31 La construction harmonique derrière ces motif ; est toujours une grille d’accords courante, en carrures de quatre mesures. Dans le tout dernier exemple ci-dessus, la basse (doublée dans le médium par un son synthétique qui masque quelque peu les cordes) progresse par un mouvement conjoint ascendant, également sur une quarte (le même tétracorde utilisé dans le motif).

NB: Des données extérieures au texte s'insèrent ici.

PR #1223, opened 2024-05-09
Normalize the received GTP responses to lowercase

plamentotev:
Some programs return uppercase responses (`PASS`, `G5`, etc). For maximum compatibility normalize the responses to lowercase.


lanctot:
Thanks @plamentotev !

PR #1230, opened 2024-05-18
Add missing bindings in Julia wrapper

findmyway:
Hi @lanctot , this should be ready to merge.


lanctot:
Thanks! Will do this week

32 On pourrait également faire un parallèle avec d’autres musiques de films, notamment les deux derniers Batman de Hans Zimmer qui font un usage abondant de la tonalité de ré mineur et de cordes jouées spiccato. Peut-être n’est-il pas anodin que le Captain Jack Harkness, le Docteur et l’homme chauve-souris soient tous trois des héros solitaires dotés d’une dimension sombre ?

 Des descentes expressives

33 Le goût de Murray Gold pour les mouvements conjoints étendus sur une quarte ne se limite pas aux éléments motoriques ; les descentes conjointes sont également utilisées pour leur expressivité.

34 Je parlais plus haut de l’épisode The Eleventh Hour ; à la fin de l’épisode, lorsque le personnage d’Amy Pond découvre le Tardis, on peut entendre cette musique très réussie, à la fois envoûtante et expressive avec ses descentes de longueurs et de rythmes variables, jouée au piano :

MP3 - 1.7 Mo

35 Au bout de quelques mesures, le motif se calme et se stabilise sur un intervalle de quarte :

MP3 - 733.1 ko

36 Ce motif évoque irrésistiblement le thème dit « de Owen Harper », dans Torchwood. Dans l’extrait suivant on peut l’entendre, lui aussi au piano, puis à l’orchestre, où il est accompagné du motif précédemment cité (cette fois en ré mineur et à l’octave supérieure) :

MP3 - 4.1 Mo

37 Voici ce « thème d’Owen Harper » ; comme vous pouvez le voir il est simplement constitué de motifs descendants conjoints sur une quarte, avec une progression harmonique toute simple. Là encore, nous sommes en ré mineur.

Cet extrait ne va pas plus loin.